Work request:
Take each line of the entries below that contains "will" and copy it.

··········

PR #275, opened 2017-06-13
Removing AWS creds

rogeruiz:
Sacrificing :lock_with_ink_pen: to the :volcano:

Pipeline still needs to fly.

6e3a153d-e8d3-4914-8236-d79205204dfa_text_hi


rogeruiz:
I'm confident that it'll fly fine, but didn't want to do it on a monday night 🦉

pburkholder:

··········

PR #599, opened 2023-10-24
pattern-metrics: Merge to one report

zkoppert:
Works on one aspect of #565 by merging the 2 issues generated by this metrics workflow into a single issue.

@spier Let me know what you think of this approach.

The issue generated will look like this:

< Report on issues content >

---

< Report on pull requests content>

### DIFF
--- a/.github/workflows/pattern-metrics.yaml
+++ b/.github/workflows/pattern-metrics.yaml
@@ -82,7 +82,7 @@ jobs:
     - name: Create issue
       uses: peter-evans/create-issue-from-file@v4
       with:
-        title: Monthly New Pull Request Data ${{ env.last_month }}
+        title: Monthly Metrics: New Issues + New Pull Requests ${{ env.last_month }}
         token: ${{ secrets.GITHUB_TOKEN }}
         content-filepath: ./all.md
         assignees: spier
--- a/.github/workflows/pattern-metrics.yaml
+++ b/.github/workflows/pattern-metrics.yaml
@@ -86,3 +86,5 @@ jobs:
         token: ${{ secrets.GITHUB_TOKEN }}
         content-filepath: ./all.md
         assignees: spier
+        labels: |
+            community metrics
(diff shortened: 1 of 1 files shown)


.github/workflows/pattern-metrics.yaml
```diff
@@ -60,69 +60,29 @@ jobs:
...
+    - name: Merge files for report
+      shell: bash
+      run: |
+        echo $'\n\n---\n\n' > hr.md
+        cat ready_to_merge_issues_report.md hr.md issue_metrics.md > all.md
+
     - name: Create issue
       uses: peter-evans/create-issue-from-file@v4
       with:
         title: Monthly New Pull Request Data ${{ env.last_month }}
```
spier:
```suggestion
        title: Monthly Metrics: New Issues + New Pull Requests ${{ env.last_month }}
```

··········

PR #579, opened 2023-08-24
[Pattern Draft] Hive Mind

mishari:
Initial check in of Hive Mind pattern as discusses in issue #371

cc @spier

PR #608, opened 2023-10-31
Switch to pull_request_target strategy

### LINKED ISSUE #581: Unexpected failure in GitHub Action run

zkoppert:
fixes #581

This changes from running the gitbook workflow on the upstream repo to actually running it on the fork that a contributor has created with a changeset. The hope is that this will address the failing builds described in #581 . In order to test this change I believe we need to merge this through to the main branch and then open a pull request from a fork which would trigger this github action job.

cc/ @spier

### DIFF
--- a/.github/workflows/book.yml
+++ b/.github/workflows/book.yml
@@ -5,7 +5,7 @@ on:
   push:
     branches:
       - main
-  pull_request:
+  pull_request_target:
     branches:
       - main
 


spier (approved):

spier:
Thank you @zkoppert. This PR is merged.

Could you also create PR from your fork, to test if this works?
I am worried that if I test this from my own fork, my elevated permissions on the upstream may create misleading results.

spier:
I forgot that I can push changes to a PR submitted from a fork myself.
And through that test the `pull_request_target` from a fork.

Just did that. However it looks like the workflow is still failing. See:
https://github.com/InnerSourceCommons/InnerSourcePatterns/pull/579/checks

··········

Response below:
The issue generated will look like this:
This changes from running the gitbook workflow on the upstream repo to actually running it on the fork that a contributor has created with a changeset. The hope is that this will address the failing builds described in #581 . In order to test this change I believe we need to merge this through to the main branch and then open a pull request from a fork which would trigger this github action job.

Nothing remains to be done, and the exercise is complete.